▸ Exercise:
Please quote exactly the lines below from the line containing "merged on 2026-06-04T08:04:01Z" to the line containing "- **Specs rewritten**: PRD, DESIGN, DECOMPOSITION", both lines included, and nothing else.

Data Block Start

Issue #3433, opened 2026-06-04
[PR #1974] feat(usage-collector): reset specs to simplified design and drop SDK scaffold


il10241024:
> 🔗 **Mirrored PR** [cyberfabric/cyberware-rust#1974](https://github.com/cyberfabric/cyberware-rust/pull/1974) | **Author:** capybutler | **Opened:** 2026-05-27T09:49:55Z | **Status:** merged on 2026-06-04T08:04:01Z
> *GitHub API does not allow setting PR author or timestamps — attribution preserved here.*

---

## Summary

Resets the Usage Collector specification stack to a simplified design and removes the prior SDK scaffold so the rewrite can land cleanly.

### What changes

- **Specs rewritten**: PRD, DESIGN, DECOMPOSITION updated to the simplified
  design (Usage Collector as a centralized metering store with a pluggable
  storage SPI; business logic stays in downstream consumers).
- **ADRs replaced**: the two prior ADRs (`scoped-emit-source`,
  `two-phase-emit-authz`) are dropped in favor of seven scoped decisions:
  - `0001` PDP-centric authorization
  - `0002` Pluggable storage
  - `0003` Caller-supplied attribution
  - `0004` Mandatory idempotency
  - `0005` Monotonic deactivation
  - `0006` Contract stability
  - `0007` Gateway-local metric catalog
- **Features replaced**: the single `sdk-and-ingest-core` feature is split
  into five focused features: `foundation`, `metric-lifecycle`,
  `usage-emission`, `usage-query`, `event-deactivation`.
- **New design docs**: `domain-model.md`, `plugin-spi.md`, `sdk-trait.md`,
  and an OpenAPI v1 sketch (`usage-collector-v1.yaml`).
- **Code**: removes the `usage-collector-sdk` crate (workspace member, root
  `Cargo.toml` dependency entry, and sources). The crate predates the
  simplified design and will be re-introduced from the rewritten
  `sdk-trait.md` in a follow-up PR.
- **Cypilot config**: removes the temporary ignore patterns that covered
  the deleted code paths and prior feature directory.

### What is *not* in this PR

- No production behavior changes; the removed SDK crate had no consumers
  in-tree.
- No implementation of the new specs — those land in follow-up PRs that
  reintroduce the SDK, ingest path, and storage plugin against the
  simplified design.

## Checklist
- [x] Code follows project style guidelines
- [x] Self-review completed
[...]

PR #3497, opened 2026-06-04
[PR #1919] feat(usage-collector): [3/6] add REST client crate for remote ingest delivery

il10241024:
> 🔗 **Mirrored PR** [cyberfabric/cyberware-rust#1919](https://github.com/cyberfabric/cyberware-rust/pull/1919) | **Author:** capybutler | **Opened:** 2026-05-16T07:06:53Z | **Status:** closed (not merged)

---

- Adds `cf-usage-collector-rest-client` crate: a ModKit module for out-of-process
  binaries that must deliver usage records to a remote collector gateway over HTTP
  instead of in-process.
- `UsageCollectorRestClientModule::init()` loads config, acquires `AuthNResolverClient`
  and `AuthZResolverClient` from `ClientHub`, builds `UsageCollectorRestClient`
  with a configured `HttpClient`, wires it into `UsageEmitter`, and registers
  `UsageEmitterV1` — identical surface API to the in-process path.
- `UsageCollectorRestClient` implements `UsageCollectorClientV1`:
  - `create_usage_record`: acquires a fresh bearer token per attempt, POSTs to
    `POST /usage-collector/v1/records`; maps `204→Ok`, `401/403→AuthorizationFailed`,
    `429/5xx→PluginTimeout` (Retry), other `4xx→Internal` (Reject),
    timeouts→`PluginTimeout`, transport errors→`Unavailable`.
  - `get_module_config`: GETs `GET /usage-collector/v1/modules/{module_name}/config`
    with percent-encoded module name; maps `200→ModuleConfig`, `404→ModuleNotFound`.
  - AuthN errors: `Unauthorized/NoPluginAvailable` → permanent reject;
    all others → transient retry.
- `DatabaseCapability::migrations()` returns `outbox_migrations()` — the module owns
  the source's local outbox queue.
- TLS check: startup WARN when `base_url` uses `http://` with a non-localhost host
  (cpt-cf-dod-rest-ingest-tls-config).
- Adds feature design document `0002-cpt-cf-usage-collector-feature-rest-ingest` (v1.3)
  covering actor flows, business logic, DoD, and acceptance criteria.

## PR Train
| # | PR | Description | Lines |
|---|---|------------|------:|
| 1 | [1907](https://github.com/constructorfabric/cyberfabric-core/issues/1907) | Feature 1 (Core SDK, Emitter & In-Process Ingest): SDK + docs | ~2500 |
| 2 | [1908](https://github.com/constructorfabric/cyberfabric-core/issues/1908) | Feature 1 (Core SDK, Emitter & In-Process Ingest): `usage-collector` gateway + `usage-emitter` + `noop-usage-collector-storage-plugin` | ~8000 |
| 3 | [1919 (**this**)](https://github.com/constructorfabric/cyberfabric-core/issues/1919) | Feature 2 (REST Client & Remote Ingest Delivery) | ~2800 |
| 4 | [1926](https://github.com/constructorfabric/cyberfabric-core/issues/1926) | Feature 3 (Query API) | ~6000 |
| 5 | [1927](https://github.com/constructorfabric/cyberfabric-core/issues/1927) | Feature 4 (TimescaleDB plugin) | ~7700 |
| 6 | [1835](https://github.com/constructorfabric/cyberfabric-core/issues/1835) | e2e tests | ~1500 |
|   |  | ... to be continued ... | |

## Checklist
- [x] Self-review completed
- [x] No linting errors (`cargo clippy --workspace --all-targets --all-features -- -D warnings -D clippy::perf`)
- [x] `cpt validate` — all checks passed
- [x] Tests pass (`cargo nextest run --workspace`)

## Release Notes

* **New Features**
  * Added REST client module for remote usage collection with OAuth2 bearer token authentication and configurable request timeouts.
  * Implemented TLS/HTTPS security validation for production deployments.

* **Documentation**
  * Added feature specification and configuration guide for the REST-based usage collector module.

---

### DIFF
--- a/Cargo.lock
+++ b/Cargo.lock
@@ -3127,6 +3127,39 @@ dependencies = [
 ]
 
 [[package]]
+name = "cyberware-usage-collector-rest-client"
+version = "0.1.0"
+dependencies = [
+ "anyhow",
+ "async-trait",
+ "bytes",
+ "chrono",
+ "cyberware-authn-resolver-sdk",
+ "cyberware-authz-resolver-sdk",
+ "cyberware-modkit",
+ "cyberware-modkit-db",
+ "cyberware-modkit-http",
+ "cyberware-modkit-macros",
+ "cyberware-modkit-security",
+ "cyberware-usage-collector-sdk",
+ "cyberware-usage-emitter",
+ "http",
+ "http-body-util",
+ "httpmock",
+ "sea-orm-migration",
+ "secrecy",
+ "serde",
+ "serde_json",
+ "tokio",
+ "tower",
+ "tracing",
+ "tracing-test",
+ "url",
+ "uuid",
+ "zeroize",
+]
+
+[[package]]
 name = "cyberware-usage-collector-sdk"
 version = "0.1.0"
 dependencies = [
--- a/Cargo.toml
+++ b/Cargo.toml
@@ -89,6 +89,7 @@ members = [
     "modules/mini-chat/mini-chat",
     "modules/system/usage-collector/plugins/noop-usage-collector-plugin",
     "modules/system/usage-collector/usage-collector",
+    "modules/system/usage-collector/usage-collector-rest-client",
     "modules/system/usage-collector/usage-collector-sdk",
     "modules/system/usage-collector/usage-emitter",
 ]
@@ -249,6 +250,7 @@ cyberware-system-sdk-directory = { version = "0.1.35", path = "libs/system-sdks/
 account-management-sdk = { package = "cyberware-account-management-sdk", version = "0.1.1", path = "modules/system/account-management/account-management-sdk" }
 types-registry-sdk = { package = "cyberware-types-registry-sdk", version = "0.2.2", path = "modules/system/types-registry/types-registry-sdk" }
 tenant-resolver-sdk = { package = "cyberware-tenant-resolver-sdk", version = "0.3.6", path = "modules/system/tenant-resolver/tenant-resolver-sdk" }
+authn-resolver-sdk = { package = "cyberware-authn-resolver-sdk", version = "0.3.16", path = "modules/system/authn-resolver/authn-resolver-sdk" }
 authz-resolver-sdk = { package = "cyberware-authz-resolver-sdk", version = "0.3.6", path = "modules/system/authz-resolver/authz-resolver-sdk" }
 resource-group-sdk = { package = "cyberware-resource-group-sdk", version = "0.1.3", path = "modules/system/resource-group/resource-group-sdk" }
 oagw-sdk = { package = "cyberware-oagw-sdk", version = "0.5.1", path = "modules/system/oagw/oagw-sdk" }
@@ -261,6 +263,7 @@ mini-chat-sdk = { package = "cyberware-mini-chat-sdk", version = "0.10.6", path 
 
 # usage-collector
 usage-collector = { package = "cyberware-usage-collector", version = "0.1.0", path = "modules/system/usage-collector/usage-collector" }
+usage-collector-rest-client = { package = "cyberware-usage-collector-rest-client", version = "0.1.0", path = "modules/system/usage-collector/usage-collector-rest-client" }
 usage-collector-sdk = { package = "cyberware-usage-collector-sdk", version = "0.1.0", path = "modules/system/usage-collector/usage-collector-sdk" }
 usage-emitter = { package = "cyberware-usage-emitter", version = "0.1.0", path = "modules/system/usage-collector/usage-emitter" }
 
--- a/modules/system/usage-collector/docs/features/0002-cpt-cf-usage-collector-feature-rest-ingest.md
+++ b/modules/system/usage-collector/docs/features/0002-cpt-cf-usage-collector-feature-rest-ingest.md
@@ -1,0 +1,312 @@
+---
+cpt:
+  version: "1.11"
+  changelog:
+    - version: "1.11"
+      date: "2026-05-16"
+      changes:
+        - "Re-align with the updated `cpt-cf-usage-collector-feature-sdk-and-ingest-core` emitter and error semantics after rebase: (a) `ClientHub` registration key is `dyn UsageEmitterRuntimeV1` (the layer-1 runtime) — `UsageEmitterFactoryV1` is not a trait that exists, the factory is the cloneable layer-2 `UsageEmitterFactory` obtained via `runtime.factory(module_name)`. Out-of-process sources now drive the three-layer chain `runtime.factory(MODULE_NAME).with_*().authorize(ctx, resource_id, resource_type)?` then `usage_record_builder()?.build()? → enqueue(record)` / `enqueue_in(db, record)`. Updated §1.1, §1.2, §2 Module Init Flow output, §3 `inst-init-6` (`UsageEmitter` → `UsageEmitterRuntime::build(...)`) and `inst-init-7` (registration key), §5 DoD body for `UsageCollectorRestClientModule`, and §6 AC. (b) Module Config Retrieval Flow (REST) — the factory's `.authorize()` step propagates non-`NotFound` variants from `get_module_config()` unchanged per Feature 1 `inst-authz-5a`; the emitter no longer collapses them to `UsageEmitterError::Internal`. §2 Error Scenarios rewritten to list `ServiceUnavailable` (transport / 401 / 5xx), `DeadlineExceeded` (timeout), `ResourceExhausted` (429), and `PermissionDenied` (403) propagation paths; `inst-cfg-rem-6a` now enumerates the explicit HTTP-status → canonical-variant mappings (`401`→`ServiceUnavailable`, `403`→`ModuleConfigError::permission_denied()`, `429`→`ModuleConfigError::resource_exhausted()`, `5xx`→`ServiceUnavailable`, timeout→`ModuleConfigError::deadline_exceeded()`, transport / residual `HttpError` variants→`ServiceUnavailable`, any other unexpected status→`Internal`) and corrects the stale `inst-authz-5b` cross-reference to `inst-authz-5a`; §5 DoD body and §6 AC for `get_module_config()` extended with the same explicit mapping list. (c) `UsageRecord` JSON shape — the legacy `subject_id` / `subject_type` field pair has been replaced by a single nested `subject: Option<Subject>` object (Feature 1 `inst-enq-8`); `inst-rem-5` updated to describe the nested serialization (absent when `None`, `\"subject\": { \"id\": \"...\", \"type\": \"...\" }` when `Some`, with the inner `type` itself absent when `Subject.r#type` is `None`)."
+    - version: "1.10"
+      date: "2026-05-10"
+      changes:
+        - "§5 DoD `BearerTokenAuthLayer` bullet: widen the AuthN-resolver-originated outcome collapse so the narrative matches `bearer_token_auth_layer.rs`. All AuthN-resolver-originated outcomes — transient resolver failures, permanent credential rejection (`Unauthorized` / `NoPluginAvailable`), and the post-exchange missing-token guard when the returned `SecurityContext` carries no bearer token — collapse to `HttpError::Transport(Box<AuthNResolverError>)`. In addition, an invalid token byte sequence yields `HttpError::InvalidHeaderValue`, which the REST client maps to `ServiceUnavailable` via the residual non-Transport, non-Timeout arm (already covered by the `create_usage_record()` mapping list — this is now stated explicitly in the layer description). No code change."
+    - version: "1.9"
+      date: "2026-05-10"
+      changes:
+        - "Document the bearer-token Tower middleware architecture (RESEARCH-diverge issue G) and the flat `infra/` crate layout (RESEARCH-diverge issue J). Token acquisition + `Authorization` header injection are now a per-request `tower::Layer` (`BearerTokenAuthLayer`), wired into the shared `HttpClient` via `HttpClientBuilder::with_auth_layer(...)`; the REST client's `create_usage_record()` / `get_module_config()` issue plain `.post(...).send()` / `.get(...).send()` calls. The layer collapses transient AuthN failures and permanent credential rejection alike to `HttpError::Transport`, which `rest_client.rs` maps to `ServiceUnavailable` (preserves the previous `inst-rem-3a` / `inst-rem-4a` mapping). Updates: §2 Remote Usage Emission Flow steps `inst-rem-2` / `inst-rem-3` / `inst-rem-4` and Module Config Retrieval Flow step `inst-cfg-rem-2`; §3 REST Client Module Initialization step `inst-init-5` (HTTP client built with `BearerTokenAuthLayer` injected via `with_auth_layer`); §5 DoD body for `UsageCollectorRestClient` (token acquisition is performed by the `BearerTokenAuthLayer`; the REST client method itself only issues the HTTP request). Crate layout: §5 DoD body now reflects the flat `infra/` module (`rest_client.rs`, `bearer_token_auth_layer.rs`, plus tests + `test_support.rs`); the previous `api/rest/dto.rs` DTO layer has been removed — the client serializes `usage_collector_sdk::models::UsageRecord` directly. Public surface: `pub use config::UsageCollectorRestClientConfig; pub use infra::UsageCollectorRestClient;`."
+    - version: "1.8"
+      date: "2026-05-10"
+      changes:
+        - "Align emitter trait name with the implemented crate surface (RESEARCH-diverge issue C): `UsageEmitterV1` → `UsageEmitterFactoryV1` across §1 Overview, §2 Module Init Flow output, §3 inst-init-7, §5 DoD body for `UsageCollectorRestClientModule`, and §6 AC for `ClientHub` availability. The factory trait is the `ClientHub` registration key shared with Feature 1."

Data Block End

▸ Answer area:
> 🔗 **Mirrored PR** [cyberfabric/cyberware-rust#1974](https://github.com/cyberfabric/cyberware-rust/pull/1974) | **Author:** capybutler | **Opened:** 2026-05-27T09:49:55Z | **Status:** merged on 2026-06-04T08:04:01Z
> *GitHub API does not allow setting PR author or timestamps — attribution preserved here.*

---

## Summary

Resets the Usage Collector specification stack to a simplified design and removes the prior SDK scaffold so the rewrite can land cleanly.

### What changes

- **Specs rewritten**: PRD, DESIGN, DECOMPOSITION updated to the simplified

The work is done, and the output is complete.